The guard on duty behind a screen of armoured glass in the vestibule was sleepy and offhand. No one was in yet, he told Zen, a claim substantiated by the bank of video screens behind him, showing a selection of empty rooms, corridors and staircases. Zen walked upstairs to the first floor and opened a door at random. The scene which met his eyes inside was absolutely predictable to anyone who had worked in police offices anywhere in Italy from Aosta to Siracuse. The air was stale and stuffy, used up and warmed over. The bare walls were painted a shade of off-white reminiscent of milk left too long out of the fridge. A double neon tube housing, its cover missing, hung from the ceiling on frail chains. The available space was divided into three areas by screens of the thick frosted glass commonly associated with shower cubicles, set in gilt-anodized aluminium frames. At the centre of each squatted a large wooden desk.
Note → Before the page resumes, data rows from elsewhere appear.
PR #5635, opened 2026-06-05
shared-signals.adoc: Replace ValueSignal with SharedValueSignal

DarioViva42:
This documentation describes the usage of Shared Signals. So it is really confusing and probably a mistake, that in some of the examples Local Signals are used.

### DIFF
--- a/articles/flow/ui-state/shared-signals.adoc
+++ b/articles/flow/ui-state/shared-signals.adoc
@@ -272,17 +272,17 @@ Use `@VaadinSessionScope` to create one signal instance per user session, i.e. s
 @Component
 @VaadinSessionScope
 public class CurrentUserSignal {
-    private final ValueSignal<String> usernameSignal;
+    private final SharedValueSignal<String> usernameSignal;
 
     public CurrentUserSignal(AuthenticationContext authContext) {
-        this.usernameSignal = new ValueSignal<>(
+        this.usernameSignal = new SharedValueSignal<>(
             authContext.getAuthenticatedUser(UserDetails.class)
                 .map(UserDetails::getUsername)
                 .orElse("anonymous")
         );
     }
 
-    public ValueSignal<String> getUsernameSignal() {
+    public SharedValueSignal<String> getUsernameSignal() {
         return usernameSignal;
     }
 }
@@ -301,13 +301,13 @@ Use `@Component` (singleton) or static fields to create signals shared by all us
 ----
 @Component
 public class SystemStatusSignal {
-    private final ValueSignal<String> statusSignal;
+    private final SharedValueSignal<String> statusSignal;
 
     public SystemStatusSignal() {
-        this.statusSignal = new ValueSignal<>("ONLINE");
+        this.statusSignal = new SharedValueSignal<>("ONLINE");
     }
 
-    public ValueSignal<String> getStatusSignal() {
+    public SharedValueSignal<String> getStatusSignal() {
         return statusSignal;
     }
 }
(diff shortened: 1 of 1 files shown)


DarioViva42:
Also what I also find pretty Strange that there is a Shared Signal `SharedNumberSignal` but not a Local Signal `NumberSignal`. There are also similar discrepancies in this regard. It's especially strange because in an earlier edition of Signals the class `NumberSignal` existed. Is there a migration guide for people that used the Signals as they were in the early days?

Also we get the following error:

> An asynchronous signal can only share transaction with computed signals and other asynchronous signals that belong to the same tree.

Beforehand this code worked.

We had two Signals that we created with the `IN_MEMORY_SHARED` SignalFactory. and then we updated the two signals with `Signal.runInTransaction`. This worked but now it does no longer.

Where should such questions be asked. On some documentation pages you can comment. Like https://vaadin.com/docs/latest/components/avatar. But on the documentation https://vaadin.com/docs/latest/flow/ui-state/shared-signals this does not work, which is kind of strange.

Legioth:
Thank you for pointing out the inconsistency in the documentation! At the same time, the correct fix isn't as easy as just replacing `ValueSignal` with `SharedValueSignal`. That's because `SharedValueSignal` is intended for sharing state between multiple users whereas two of the three examples that you suggest changing are sharing state between different parts seen by the same user. `SharedValueSignal` can be used in that case but it's overkill and will lead to some other trade-offs. We should instead revise the documentation to more clearly point out the conceptual difference between single-user sharing and multi-user sharing.

> Also what I also find pretty Strange that there is a Shared Signal SharedNumberSignal but not a Local Signal NumberSignal.

There's no need for a dedicated local signal type for numbers. You can just as well use `ValueSignal` instead. In the shared case, there's a need for an atomic `incrementBy` operation whereas the local case works just as well with `signal.update(x -> x + 1)`. Additionally, `SharedNumberSignal` is backed by JSON serialization and thus using a 64-bit floating point number which makes it convenient to have helper methods for accessing the value as an `int`. This is not necessary when using `ValueSignal<Integer>`.

> Also we get the following error:
>> An asynchronous signal can only share transaction with computed signals and other asynchronous signals that belong to the same tree.

This was one of the main reasons we decided to introduce the split between "local" and "shared" signals. The shared signals are designed to eventually support synchronizing state across a cluster. One of the trade-offs in that case is that different signals might be "owned" by different nodes in that cluster which means that it's not possible to have an atomic transaction that covers both of them. You can force both signals to be "owned" by the same node by creating them as child signals of the same root signal:

```java
SharedNodeSignal root  = new SharedNodeSignal();
ValueSignal<String> first = root.insertChildWithValue("first", ListPosition.last()).signal().asValue(String.class);
ValueSignal<String> second = root.insertChildWithValue("second", ListPosition.last()).signal().asValue(String.class);
```

It's now possible to use both `first` and `second` in the same transaction.

> On some documentation pages you can comment.

That's a configuration issue on our side. Thanks for pointing out.

In general, the kinds of questions you present here are still more appropriate for our discussion forum at https://vaadin.com/forum/.

Legioth:
I created https://github.com/vaadin/docs/issues/5636 for revising the whole structure of the documentation related to shared signal.

DarioViva42:
@Legioth Small correction in your code snippet:

```java
SharedNodeSignal root  = new SharedNodeSignal();
SharedValueSignal<String> first = root.insertChildWithValue("first", ListPosition.last()).signal().asValue(String.class);
SharedValueSignal<String> second = root.insertChildWithValue("second", ListPosition.last()).signal().asValue(String.class);
```

This might be confusing for others reading this in the future. But asValue returns `SharedValueSignal` and not `ValueSignal`

DarioViva42:
@Legioth 

I have also added an new forum entry. The code that used to work still does not, but I get another exception now.

https://vaadin.com/forum/t/sharednumbersignal/179566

Zen went over to one of the desks and looked through the contents of the three-tiered metal tray until he found what he was looking for: a sheaf of computer printout stapled together at the upper left-hand corner. The top sheet bore the words NOTIZIE DI REATI DENUNCIATI ALLA POLIZIA GIUDIZIARIA and the dates of the previous week. The pages inside listed all the incidents which had been brought to the attention of the police during the period in question. Zen leafed through the pages, looking for something suitable.
It was a delicate business. He didn’t want to attract unwanted attention by poaching a case which had already been assigned, or in which someone was taking a special interest for one reason or another.